Why?  Because UKIPers are not really for anyone except themselves.  Their agenda is to reduce their own expenditure - they will pay less tax under their regime, unhealthy, disabled babies will not be born to be a burden on the state, the small businessmen will not have to subsidise the feckless and weak who get ill, or manage to have accidents, and this will mean more money for them.

This whole Poujardiste agenda is actually half-concealed, while they use people's ignorance and anxiety about "them" - whether these are Eastern European gypsies, or famine dodging Sudanese, to attract attention and support. The EU is composed of foreigners, so they can't care about us, so they must be screwing us in some way.  Foreigners wish to come here to work - how very dare they?!  Who would have thought people were so frightened about schools being full, about having to wait a little longer for a doctor?  Whatever happened to British pluck?  We are now such a nation of snivelling ninnies apparently, that we will tolerate suffering people being refused asylum, rather than have to spend an extra 30 minutes in an NHS waiting room.

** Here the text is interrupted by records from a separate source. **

PR #34631, opened 2020-02-25
Add the RandomPointsOnLines Processing algorithm 

havatv:
## Description

The ***Random points on lines*** algorithm supplements the ***Random points along line*** algorithm, and will prove to be more useful to the majority of users than the "original".

Features:
* The points are distributed randomly over the lines based on "along the line" distance, meaning that the distribution of the points will be flat over the length of the line (each place on the feature has the same probability of being "hit"). The green points in the illustration below have been generated using this method.
  The ***Random points along line***, on the other hand, uses a line segment based approach, meaning that the density will depend on the segment length (short segments will have a higher point density than longer ones). The blue points in the illustration below have been generated using this method - note the high density at the curved part near the bottom right end of the line.

  Comparison of the randomisation method (20 points generated). Green dots: proposed algorithm. Blue diamonds: The ***Random points along line*** algorithm. Both with a minimum distance of 0.
  randompoints

  Random points (20) on lines generated by the proposed algorithm (minimum distance is 0):
  random_rpol

  Random points (20) on lines generated by the the ***Random points along line*** algorithm (minimum distance is 0):
  random_rpal

* The features of the input layer are treated individually, and the algorithm will try to give each of them the specified number of points (maximum), producing a point layer with a maximum of
`#features` * `#points_per_feature` points.
  The ***Random points along line*** algorithm, on the other hand, distributes the points over all the features of the input dataset, resulting in a point dataset with the specified number of points (maximum).
* The random **seed** can be specified (not an option for the ***Random points along line***
   algorithm).

See also my proposal for updating the short documentation of the ***Random points along line*** algorithm (#34605).

This PR could be backported, as it does not depend on features in master (tested on 3.4.15 and 3.10.2).

One unit tests has been created. If the algorithm is accepted for inclusion, more tests could be added - if desired.

I will fix the documentation - expanding a bit on the short help, and including some illustrations.


havatv:
A unit test has been added.

havatv:
Unit test and code formatting OK - finally!

havatv:
Any hope for this one?
Something else that needs to be done before it can be considered for merging?

python/plugins/processing/algs/qgis/RandomPointsOnLines.py
```diff
@@ -0,0 +1,257 @@
...
+                                                       10, False, 1, 1000))
+        self.addParameter(QgsProcessingParameterNumber(self.RANDOM_SEED,
+                                                       self.tr('Integer seed (for random)'),
+                                                       QgsProcessingParameterNumber.Integer,
+                                                       None, True, 1, 1000000000))
+        self.addParameter(QgsProcessingParameterFeatureSink(self.OUTPUT,
+                                                            self.tr('Random points'),
+                                                            type=QgsProcessing.TypeVectorPoint))
+        self.addOutput(QgsProcessingOutputNumber(self.OUTPUT_POINTS,
+                                                 self.tr('Number of point generated')
```
nyalldawson:
```suggestion
                                                 self.tr('Total number of points generated')
```

python/plugins/processing/algs/qgis/RandomPointsOnLines.py
```diff
@@ -0,0 +1,257 @@
...
+                                                       1, False, 1, 1000000000))
+        self.addParameter(QgsProcessingParameterDistance(self.MIN_DISTANCE,
+                                                         self.tr('Minimum distance between points'),
+                                                         0, self.INPUT, False, 0, 1000000000))
+        self.addParameter(QgsProcessingParameterNumber(self.MAXTRIESPERPOINT,
+                                                       self.tr('Maximum number of attempts per point'),
+                                                       QgsProcessingParameterNumber.Integer,
+                                                       10, False, 1, 1000))
+        self.addParameter(QgsProcessingParameterNumber(self.RANDOM_SEED,
+                                                       self.tr('Integer seed (for random)'),
```
nyalldawson:
```suggestion
                                                       self.tr('Random number seed'),
```

python/plugins/processing/algs/qgis/RandomPointsOnLines.py
```diff
@@ -0,0 +1,257 @@
...
+        if source is None:
+            raise QgsProcessingException(self.invalidSourceError(parameters,
+                                                                 self.INPUT))
+
+        pointCount = self.parameterAsInt(parameters, self.POINTS_NUMBER,
+                                         context)
+        minDistance = self.parameterAsDouble(parameters, self.MIN_DISTANCE,
+                                             context)
+        randSeed = self.parameterAsInt(parameters, self.RANDOM_SEED, context)
+        MaxTriesPerPoint = self.parameterAsInt(parameters,
```
nyalldawson:
```suggestion
        maxTriesPerPoint = self.parameterAsInt(parameters,
```

python/plugins/processing/algs/qgis/RandomPointsOnLines.py
```diff
@@ -0,0 +1,257 @@
...
+                                               context, fields,
+                                               QgsWkbTypes.Point,
+                                               source.sourceCrs(),
+                                               QgsFeatureSink.RegeneratePrimaryKey)
+        if sink is None:
+            raise QgsProcessingException(
+                self.invalidSinkError(parameters, self.OUTPUT))
+
+        totNPoints = 0  # The total number of points generated
+        missedPoints = 0  # The number of misses (too close)
```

UKIP shamefully like to try and use Christianity too - not because they are Christians, but to highlight the fact that they are not Muslims.  When Jesus said "who is my brother?" he meant everyone was, not just a few special people who were his siblings.  But if you ask Nigel and his chums "who is your brother?" their answer would probably be "Fuck 'em, I'm an only child."   Who was it who said the only true interest is self-interest?  The trouble with UKIPers is, they don't really have any other interests.